─── RECORDS
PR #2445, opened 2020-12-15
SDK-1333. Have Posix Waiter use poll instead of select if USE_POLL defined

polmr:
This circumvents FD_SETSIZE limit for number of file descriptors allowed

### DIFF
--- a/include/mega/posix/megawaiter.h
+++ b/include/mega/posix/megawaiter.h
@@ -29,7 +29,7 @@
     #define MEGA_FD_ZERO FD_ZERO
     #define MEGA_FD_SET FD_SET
──────
─── RECORDS
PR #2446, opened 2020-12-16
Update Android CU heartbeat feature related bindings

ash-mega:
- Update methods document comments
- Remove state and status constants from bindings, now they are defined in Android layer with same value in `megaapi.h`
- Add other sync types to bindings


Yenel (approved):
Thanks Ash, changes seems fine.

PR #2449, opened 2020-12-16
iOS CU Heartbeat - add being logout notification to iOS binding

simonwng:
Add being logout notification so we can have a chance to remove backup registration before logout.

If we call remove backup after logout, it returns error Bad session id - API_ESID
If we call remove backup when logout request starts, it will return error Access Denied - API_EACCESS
──────
─── RECORDS
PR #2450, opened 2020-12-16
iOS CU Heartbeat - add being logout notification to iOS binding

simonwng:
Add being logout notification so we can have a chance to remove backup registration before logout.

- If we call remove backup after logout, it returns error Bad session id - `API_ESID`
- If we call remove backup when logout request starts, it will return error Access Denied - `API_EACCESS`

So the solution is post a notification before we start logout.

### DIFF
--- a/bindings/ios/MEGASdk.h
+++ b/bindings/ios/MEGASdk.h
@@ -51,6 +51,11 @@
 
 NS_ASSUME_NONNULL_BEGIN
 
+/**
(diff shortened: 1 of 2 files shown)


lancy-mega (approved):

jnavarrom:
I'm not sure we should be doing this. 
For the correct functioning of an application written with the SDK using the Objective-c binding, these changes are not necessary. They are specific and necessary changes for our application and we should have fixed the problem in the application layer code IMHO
──────
(TASK BRIEF): Please give again the lines above between the line holding "Thanks Ash, changes seems fine." and the line holding "Denied - API_EACCESS", inclusive, exactly as they are and with nothing added.

(ANSWER SECTION):
Thanks Ash, changes seems fine.

PR #2449, opened 2020-12-16
iOS CU Heartbeat - add being logout notification to iOS binding

simonwng:
Add being logout notification so we can have a chance to remove backup registration before logout.

If we call remove backup after logout, it returns error Bad session id - API_ESID
If we call remove backup when logout request starts, it will return error Access Denied - API_EACCESS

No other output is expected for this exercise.